3- Propain Yuma - this bike is nice but the geo and suspension aren't ideal. Frame isn't very light. Cranks are still wrong. Nice bike for its time and really nice that they went with GX drive train, but there are better bikes out there now with fewer compromises (kids suspension instead of adult). Who knows when USA shipping will happen, hopefully May but who knows.

4- Norco Fluid 24 - this is such a good value. The only small complaints I have are:
- that the backend is a touch long but not bad
- the rear shock spec skipped the SUPERB Kids version of the Manitou McLeod Nino (this is an insanely nicely tuned shock...I know guys that like it better than their DPX2 on the adult version). The Fox will be nice...I'm not sure if its tuned for a 60-70 kid or not (not just a normal "Light rider tune" aka Ladies tune.
- Cranks are still too long (like most other bikes) and heavt - roughly a 100$ to swap for prevelo 140mm cranks and an XT BB.

The list of good stuff on the Norco is so long:
- The highend wheels are really nice (not ultralight but designed to handle anything).
- Tires are great DHR2/DHF. 
- Dropper is nice (lever too).
- Bars and grips are real nice
- Shimano brakes are a nice brake too...tho they don't have the short levers like Deore/XT's
- The 24" fork is wild nice. Its like an 800$ fork. The nicest damper and air spring that Manitou makes with a REAL kids specific tune. Reminds me of a Pike with Debonair and small stantions.

So you might be thinking of just skipping the nice level 1 build and going with the level 2. I've spent time with the level 2 bike and its not as great as I thought it would be. The tires and wheels are far from great, decent downgrade. The brakes suck. Dropper is still nice tho. Its down to a 10sp (tho nice range still). Shock is ok. That being said, the most critical downgrade is that the level 2 forks TS Air spring isn't anywhere near as nice as the dual chamber on (level 1 has the full blown Ex pert Airspring). It super noticeable...night and day difference, especially at low air pressure kids run (30psi). That fork is crazy nice but the single chamber air spring (TS Air) gimps the whole thing in my opinion. If I ranked them 1-being crappy and 10- being awesome....I'd say something like the stock ripcord fork is a 3...the Manitou Junit with expert air (dual chamber spring) is an 11....and the Manitou Junit with TS spring is a 7. Its better than the older stuff but a big downgrade.
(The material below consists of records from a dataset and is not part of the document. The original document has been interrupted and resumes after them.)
PR #2736, opened 2023-09-12
Further Postgres memory limit increase

Pezmc:
## Description

Possible fix for the latest round of OOM errors in our progress tests.

- Instead npm memory limit to 6gb
- Configure vitest to ignore coverage directory

## Related Issue(s)

https://github.com/flowforge/flowforge/issues/1960

## Checklist

    - [ ] Upgrade instructions
    - [ ] Configuration details
    - [ ] Concepts

## Labels

### DIFF
--- a/.github/workflows/test-postgresql.yml
+++ b/.github/workflows/test-postgresql.yml
@@ -57,5 +57,5 @@ jobs:
           FF_TEST_DB_POSTGRES_USER: postgres
           FF_TEST_DB_POSTGRES_PASSWORD: secret
           FF_TEST_DB_POSTGRES_DATABASE: flowforge
-          NODE_OPTIONS: "--max_old_space_size=4096"
+          NODE_OPTIONS: "--max-old-space-size=6144"
         run: npm run test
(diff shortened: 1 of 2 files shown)


Steve-Mcl (approved):
discussed the exclude option added with Pez. I understand there is a chance, due to vitest being a JS "thing" that due to the size of the coverage/** dir, it may impact old-space.

happy to merge.

.github/workflows/test-postgresql.yml
```diff
@@ -57,5 +57,5 @@ jobs:
           FF_TEST_DB_POSTGRES_USER: postgres
           FF_TEST_DB_POSTGRES_PASSWORD: secret
           FF_TEST_DB_POSTGRES_DATABASE: flowforge
-          NODE_OPTIONS: "--max_old_space_size=4096"
+          NODE_OPTIONS: "--max-old-space-size=6144"
```
knolleary, line 60: AIUI this controls when GC kicks in, rather than being about allocating more memory to the process. The previous lower value would mean GC is kicking in earlier and reclaiming memory.

Pezmc: As to why the process crashes with the GC runs 🤷

PR #2743, opened 2023-09-13
Fix create TeamType dialog

knolleary:
## Description

The Create TeamType dialog wasn't behaving for two reasons:

 - the event handler on the button to open the dialog was passing through the MouseEvent which was being misinterpreted as a TeamType to be edited
 - the dialog was looking accessing properties of an undefined on the blank TeamType object


knolleary:
Workingon some tests for this view now... will be fairly minimal, but better than we have.

knolleary:
Simple tests for create/edit/delete added.

PR #2758, opened 2023-09-14
Add invoice proration option to TeamType

### LINKED ISSUE #2746: Add option for monthly invoices rather than triggering invoices on every billing change
### Description

We currently ask stripe to generate new invoices with every billing interaction. That can lead to many emails and receipts - which is inconvenient to users.

There is a requirement to move to monthly invoicing. This issue is to track the work needed to achieve that.

First task is to investigate the Stripe api to understand how the existing invoicing behaviour is being triggered - and to identify how to modify that behaviour.

Need to clarify if this should be a whole-sale change to how our billing operates, or only for certain TeamTypes. If the latter, will need a flag adding on the TeamType to indicate the desired billing mechanism.

### Epic/Story

_No response_

knolleary:
Fixes #2746 

## Description

This adds a new option to the TeamType to set the invoice proration behaviour.

image

The default option is the existing behaviour - triggering an invoice with every change made.

The new option, 'Add proration items to monthly invoice', will mean the team invoice is still set monthly, but will list all of the changes made through the month and the protated charges.

This also addresses an issue where deleting an Instance would not remove it properly from billing.
The unit tests have been updated to match how the relevant parts of the code are called to ensure they properly match the real behaviour - specifically, not deleting the Project database object before calling `billing.removeProject`.

## Checklist

### DIFF
--- a/forge/containers/wrapper.js
+++ b/forge/containers/wrapper.js
@@ -150,14 +150,14 @@ module.exports = {
      * @returns {Promise} Resolves when the project has been stopped
      */
     remove: async (project) => {
-        if (project.state !== 'suspended') {
+        if (this._driver.remove) {
+            await this._driver.remove(project)
+        }
+        if (!project.state !== 'suspended') {
             // Only updated billing if the project isn't already suspended
             if (this._isBillingEnabled()) {
                 await this._subscriptionHandler.removeProject(project)
             }
-        }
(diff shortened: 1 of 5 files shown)


Pezmc (approved):
I've been through this here and locally and nothing has stood out, but there should be some extra validation on staging before we deploy.

PR #2928, opened 2023-10-11
Apply a flowTemplate if specified on Instance Create

### LINKED ISSUE #2873: Update Create Instance API to access optional FlowBlueprint id
Part of #2828 MVP

The 'create instance' API endpoint needs to be updated to allow an optional FlowTemplate id to also be provided.

When provided, this should be used to pre-populate the instance with the flows from the template.

For MVP there is no access restriction to particular FlowTemplates. That may come in a future iteration.

 - Add `flowBlueprintId` as optional string parameter to `POST /api/v1/projects` endpoint.

knolleary:
Merge target is: #2922 

Closes #2873

## Description

Allows `flowTemplate` to be specified on the instance create API and applies the template's flows/credentials/modules to the instance on creation.

Will be ready to merge once some tests are added

### DIFF
--- a/forge/db/controllers/Project.js
+++ b/forge/db/controllers/Project.js
@@ -299,7 +299,7 @@ module.exports = {
      * @param {ProjectType} type
      * @param {ProjectStack} stack
      * @param {ProjectTemplate} template
-     * @param {{name: string, ha: {}, sourceProject: Project, sourceProjectOptions: {}}} properties Props of the project to create
+     * @param {{name: string, ha: {}, sourceProject: Project, sourceProjectOptions: {}, flowTemplate: FlowTemplate}} properties Props of the project to create
      * @returns
      */
     create: async function (
@@ -314,7 +314,8 @@ module.exports = {
             name = '',
             ha = null,
             sourceProject = null,
-            sourceProjectOptions = {}
+            sourceProjectOptions = {},
+            flowTemplate = null
         } = {}
     ) {
         if (!user) {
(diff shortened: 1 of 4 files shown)


forge/routes/api/project.js
```diff
@@ -128,6 +128,7 @@ module.exports = async function (app) {
                     applicationId: { type: 'string' },
                     projectType: { type: 'string' },
                     stack: { type: 'string' },
+                    flowTemplate: { type: 'string' },
```
Pezmc, line 131: The frontend currently calls this `flowTemplateId` since it's an ID for a template rather than a flowTemplate itself

knolleary: Yeah, I paused on this. The existing properties `projectType`, `stack` and `template` are all also ids but not labelled as such. I erred on local consistency... but can be swayed to introduce `flowTemplateId`.

Pezmc: I’d like our convention going forward to be use the word ID if it’s an ID. It’s much more explicit about what is expected.

knolleary: I'm okay with that. Will updated

knolleary:
Ready to review - tests added and `flowTemplate` changed to `flowTemplateId`

knolleary:
Need to agree on flowTemplateId and flowBlueprintId... we are currently using both.

Will update this PR for the latter.

Pezmc:
As per slack, I'd support renaming the backend to use the new flow blueprint terminology, but if it's a time sync, having the front use `flowBlueprint` and the back use `flowTemplate` is not the end of the world. In which case I'd expect the backend to use `flowTemplateId` to be consistent with itself and the frontend to handle the mapping.

forge/db/controllers/Project.js
```diff
@@ -625,6 +633,30 @@ module.exports = {
...
             await project.updateSetting('settings', currentProjectSettings)
         }
+    },
+    /**
+     * Applies the contents of a FlowTemplate to an Instance. We assume this
+     * is being invoked when the Instance is being created - so it will overwrite
+     * any existing flows and will merge any modules with those provided by the ProjectTemplate.
+     * @param {*} app
+     * @param {*} instance
+     * @param {*} flowTemplate
```
Pezmc, line 643:
```suggestion
     * @param {FlowTemplate} flowTemplate
```

Pezmc (approved):

PR #2931, opened 2023-10-11
Pin fastify to 4.23.0 due to HEAD bug

knolleary:
## Description

Fastify 4.24.0 has introduced a regression (due to https://github.com/fastify/fastify/pull/5078 I think) that causes the forge app to fail to start with the error:

```
Failed to start: Error: Method 'HEAD' already declared for route '/api/v1/devices/:/editor/proxy/*' with constraints '{}'
```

Just my experience, yours might be difference but we do get to mess with a LOT of kids bikes being in mtb town with a few kids MTB teams. My kids are decent riders but far from the best. Moving up a nice FS 24" did instantly put my oldest on mellow black freelines that he was skipping on his Spawn hardtail. He was 7yro, 60lbs and 51" by the time he was on the 24"...he could have jumped on it a bit earlier but the bike wasn't out yet.

Good luck!


----------



## RMCDan (Feb 28, 2008)

IMVHO, "out of the box" nothing comes close to the Norco Fluid FS 1.

Propain told me in April 2018 they were going to have US distribution by that fall. I would not count on being able to get one.


----------



## heet (Oct 25, 2015)

For the OP -- we have the clash and it rules as svinyard says. Yes, it takes upgrades to make it reeeeally nice. I've seen the new norco in the flesh and it looks super nice too. Honestly, I'd go with ones of those.



svinyard said:


> 2- Clash 24" - We bought this bike. The geo and suspension are a notch above the rest with no compromises. BUT the spec kind of sucks, particularly in the wheels. We were game to drop the 450$ for a second ultralight, custom Stans Crest wheelset (stock is solid for DH Parks). But now you are getting spendy. The brakes function but kind of suck too. So its hard to recommend going with this bike with that Norco out there (Norco wasn't released for us last year). Don't get me wrong, now that its custom 26-27lbs...its ultra sick, but we had to spend 3k$ total to get it there. That's XT brakes, Stans, X01 11sp 10-42 cassette, XT drive drive, 140mm cranks, KS Lev Integra etc. I have a couple of kids but yeah...that Norco out of the box for 2500$ is a super value. My 7yro can do lighter black diamond climbs really well on it too btw and nails every single small side hit on the trail. The bike has worked out beautifully as an AllMtn rig that goes up easily as well as the 10 million ripcords in town. Something about light kids on short bikes just works with the travel.


So you put that prevelo crankset on the commencal clash without problems? Just used an XT BB and that's it? I figure that's a good weight savings c/w the X1.


----------



## svinyard (Aug 14, 2017)

heet said:


> For the OP -- we have the clash and it rules as svinyard says. Yes, it takes upgrades to make it reeeeally nice. I've seen the new norco in the flesh and it looks super nice too. Honestly, I'd go with ones of those.
> 
> So you put that prevelo crankset on the commencal clash without problems? Just used an XT BB and that's it? I figure that's a good weight savings c/w the X1.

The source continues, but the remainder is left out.